◆ **Assigned task**:
Copy every line of the records below where the word "char" occurs.

◆ **Data**:
- - - - - - -

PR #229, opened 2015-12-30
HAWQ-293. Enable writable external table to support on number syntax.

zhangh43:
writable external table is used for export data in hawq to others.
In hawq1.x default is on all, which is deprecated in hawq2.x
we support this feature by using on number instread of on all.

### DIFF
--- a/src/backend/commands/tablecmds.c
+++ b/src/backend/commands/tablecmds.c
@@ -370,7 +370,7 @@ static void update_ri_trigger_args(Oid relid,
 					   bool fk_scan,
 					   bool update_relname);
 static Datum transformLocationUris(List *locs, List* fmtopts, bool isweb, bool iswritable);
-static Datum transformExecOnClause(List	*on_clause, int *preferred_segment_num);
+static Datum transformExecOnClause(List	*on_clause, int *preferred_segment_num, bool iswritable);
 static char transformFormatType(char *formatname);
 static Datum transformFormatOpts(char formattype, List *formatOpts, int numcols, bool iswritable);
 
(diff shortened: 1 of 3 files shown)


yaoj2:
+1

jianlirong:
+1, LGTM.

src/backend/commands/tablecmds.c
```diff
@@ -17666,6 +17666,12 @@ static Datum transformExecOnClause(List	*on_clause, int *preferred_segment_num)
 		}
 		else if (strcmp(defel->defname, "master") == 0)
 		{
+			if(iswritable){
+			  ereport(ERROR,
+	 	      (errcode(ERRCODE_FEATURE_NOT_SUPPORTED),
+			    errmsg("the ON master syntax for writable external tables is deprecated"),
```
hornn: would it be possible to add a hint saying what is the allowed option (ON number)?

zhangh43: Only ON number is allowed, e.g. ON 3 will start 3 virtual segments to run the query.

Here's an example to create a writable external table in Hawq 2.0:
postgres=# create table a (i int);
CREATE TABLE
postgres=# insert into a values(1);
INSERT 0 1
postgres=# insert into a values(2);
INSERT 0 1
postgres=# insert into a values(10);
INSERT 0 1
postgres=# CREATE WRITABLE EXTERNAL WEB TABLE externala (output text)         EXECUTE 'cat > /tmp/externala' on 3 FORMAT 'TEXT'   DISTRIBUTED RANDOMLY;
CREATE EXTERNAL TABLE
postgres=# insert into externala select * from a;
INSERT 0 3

- - - - - - -

◆ **Task result**:
 static char transformFormatType(char *formatname);
 static Datum transformFormatOpts(char formattype, List *formatOpts, int numcols, bool iswritable);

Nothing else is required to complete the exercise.